■ Work instruction:
Of all the entries below, only the lines from the one with "ElDeveloper: I've added" up to and including the one with "antgonza: we see" are to be duplicated exactly.

----- Data for review

PR #547, opened 2016-10-30
DOC: Add animations tutorial

ElDeveloper:
This adds a tutorial on how to create animations and a brief explanation of the concepts behind them.


doc/source/tutorials/animations.rst
```diff
@@ -0,0 +1,150 @@
+.. _animations:
+
+.. index:: animations
+
+How to create an animation using Emperor
```
antgonza: Is this a question or will it be better to say: "Creating an animation using Emperor"?

doc/source/tutorials/animations.rst
```diff
@@ -0,0 +1,150 @@
...
+^^^^^^^^^^^^^^^^^^^^^^^^^^^^^^^^^^^^^^^^
+
+In this tutorial we describe how to create a principal coordinates analysis
+(PCoA) plot, and display animated traces of the samples sorted by a metadata
+category.
+
+To do this, we need to have two metadata categories, a *gradient* category, and
+a *trajectory* category. The *gradient* category determines the order in which
```
antgonza: Have we always call it trajectory? IMOO it sounds confusing cause the trajectory is given by the gradient, right? Perhaps grouping is a better name but OK if this is how we always have call it.

doc/source/tutorials/animations.rst
```diff
@@ -0,0 +1,150 @@
...
+samples are connected together, the *trajectory* category determines how
+samples are grouped together.
+
+In most cases these metadata columns already exist as part of your sample
+information, however you may need to do some curation to make these compatible
+with Emperor. As an example, in a longitudinal study where you wish to track
+the oral microbiome changes in a cohort of 3 mice over the course of 5 weeks,
+each sample will be described by the following columns:
+
+* ``cage_number``: the cage where each mice was housed, more than one mice could
```
antgonza: AFAIK, you don't need this for the animation, right? But perhaps I need to read further down.

doc/source/tutorials/animations.rst
```diff
@@ -0,0 +1,150 @@
...
+  have resided in the same cage.
+
+* ``age_in_years``: the age of each mice in years.
+
```
antgonza: I guess we are planning to describe 2 trajectories examples, not only one, right?

doc/source/tutorials/animations.rst
```diff
@@ -0,0 +1,150 @@
...
+* ``week``: the number of the week in this experiment.
+
+* ``sex``: the sex of each mice.
```
antgonza: Is this category really need it by the animation? Perhaps adding some text after the description saying why we want it will be useful.

doc/source/tutorials/animations.rst
```diff
@@ -0,0 +1,150 @@
...
+
+* ``mice_identifier``: where each mice is assigned a unique identifier.
+
+In the example above, we can use the ``week`` column as our *gradient* category,
```
antgonza: Which example? I think we are still in the example ... 😉

doc/source/tutorials/animations.rst
```diff
@@ -0,0 +1,150 @@
...
+so as long as all the values are numerical. To be more precise, a column where
+values were indicated as ``pre-treatment, first, second, third and last`` would
```
antgonza: This is super important and perhaps it should be part of the description of each category and why we want them.

doc/source/tutorials/animations.rst
```diff
@@ -0,0 +1,150 @@
...
+   unmodified ordination coloring samples by mice. On the center, the same
+   odination with a label for each sample, corresponding to the week where this
+   sample was collected. On the right, samples connected by a line, where
+   the order is determined by the collection time.
+
+
+In the next section we will go through an example using published data from
+`Weingarden et al. 2015 <https://www.ncbi.nlm.nih.gov/pubmed/25825673>`_.
+
+Data
```
antgonza: Why do we need 2 examples that are different mice/human? If you want to add them both suggest splitting them clearly.

ElDeveloper: We don't really need both, but I think that if you are unfamiliar with the topic, it may be of more help to look at a small synthetic example with just a handful of data points. As per your other comments, I've made the distinction between these two more explicit, hopefully this will help.

doc/source/tutorials/animations.rst
ElDeveloper: I've added this two paragraphs after the description of these columns.

doc/source/tutorials/animations.rst
ElDeveloper: Great idea!

ElDeveloper:
@antgonza thanks for the review, I think most of your comments have been addressed, let me know if this looks better now.

doc/source/tutorials/animations.rst
```diff
@@ -0,0 +1,167 @@
+.. _animations:
+
+.. index:: animations
+
+Creating an animation using Emperor
+^^^^^^^^^^^^^^^^^^^^^^^^^^^^^^^^^^^
+
+In this tutorial we describe how to create a principal coordinates analysis
+(PCoA) plot, and display animated traces of the samples sorted by a metadata
+category. To do this, we will describe a `Synthetic Example` (explaining
```
antgonza: To do this -> Here | For this purpose,  ... Just cause that's how the next paragraph starts.

doc/source/tutorials/animations.rst
```diff
@@ -0,0 +1,167 @@
...
+not explicitly needed to create an animation, but can be used to change the
+color, visibility and size of the samples.
+
+The following figure shows what we expect to observe when we press the play
+button.
+
+.. figure:: trajectories.png
+   :alt: Cartoon representation of the example above.
+
+   Cartoon representation of the example we see above. On the left, the
```
antgonza: we see above -> of the synthetic example

doc/source/tutorials/animations.rst
```diff
@@ -0,0 +1,167 @@
...
+   unmodified ordination coloring samples by mice. On the center, the same
+   odination with a label for each sample, corresponding to the week where this
```
antgonza: odination -> ordination

doc/source/tutorials/animations.rst
```diff
@@ -0,0 +1,167 @@
...
+
+In the next section we will go through an example using published data from
+`Weingarden et al. 2015 <https://www.ncbi.nlm.nih.gov/pubmed/25825673>`_.
+
+Real Example
+============
+
+----
+Data
+----
```
antgonza: Could you use these same divisions (data, processing, filtering) in the synthetic example? Also, could you  add a small description of each section before starting the examples.

doc/source/tutorials/animations.rst
```diff
@@ -0,0 +1,167 @@
...
+vaginal communities).
+
+For convenience, we combined the two datasets using `Qiita
+<https://qiita.ucsd.edu>`_. Specifically the studies we used are `study 10057
+<https://qiita.ucsd.edu/study/description/10057>`_ (FMT) and `study 1928
+<https://qiita.ucsd.edu/study/description/1928>`_ (HMP). Remember you need to
+be logged in to access the studies.
+
+The files needed for this tutorial can be downloaded from this `link
+<http://emperor.microbio.me/animations-tutorial.zip>`_, download and unzip in
```
antgonza: I think the download and unzip is obvious but if you want to leave it change to: '. Download and unzip in'

doc/source/tutorials/animations.rst
ElDeveloper: I've now separated the sections of the two examples. The filtering section is really a "you should know" thing, not really part of the second example. I've changed the headers to make this distinction clearer.

ElDeveloper:
I've now made these changes, thanks!

antgonza:
Thanks!! Looks great. One more request, which I just thought of: how to deal with missing data? In specific, what happens if one mouse has only -1, 3?

ElDeveloper:
@antgonza good point, I had already considered this in the red samples, but did not highlight this in the text, this has now been mentioned in the text (right after the figure).

ElDeveloper:
Thanks @antgonza!

PR #549, opened 2016-11-02
REL: Release version 0.9.60

ElDeveloper:
I Incorrectly assumed 0.9.6 was greater than 0.9.51, so I have to correct this to be 0.9.60, oh the humanity.


ElDeveloper:
😞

----------

■ Exercise response:
ElDeveloper: I've added this two paragraphs after the description of these columns.

doc/source/tutorials/animations.rst
ElDeveloper: Great idea!

ElDeveloper:
@antgonza thanks for the review, I think most of your comments have been addressed, let me know if this looks better now.

doc/source/tutorials/animations.rst
```diff
@@ -0,0 +1,167 @@
+.. _animations:
+
+.. index:: animations
+
+Creating an animation using Emperor
+^^^^^^^^^^^^^^^^^^^^^^^^^^^^^^^^^^^
+
+In this tutorial we describe how to create a principal coordinates analysis
+(PCoA) plot, and display animated traces of the samples sorted by a metadata
+category. To do this, we will describe a `Synthetic Example` (explaining
```
antgonza: To do this -> Here | For this purpose,  ... Just cause that's how the next paragraph starts.

doc/source/tutorials/animations.rst
```diff
@@ -0,0 +1,167 @@
...
+not explicitly needed to create an animation, but can be used to change the
+color, visibility and size of the samples.
+
+The following figure shows what we expect to observe when we press the play
+button.
+
+.. figure:: trajectories.png
+   :alt: Cartoon representation of the example above.
+
+   Cartoon representation of the example we see above. On the left, the
```
antgonza: we see above -> of the synthetic example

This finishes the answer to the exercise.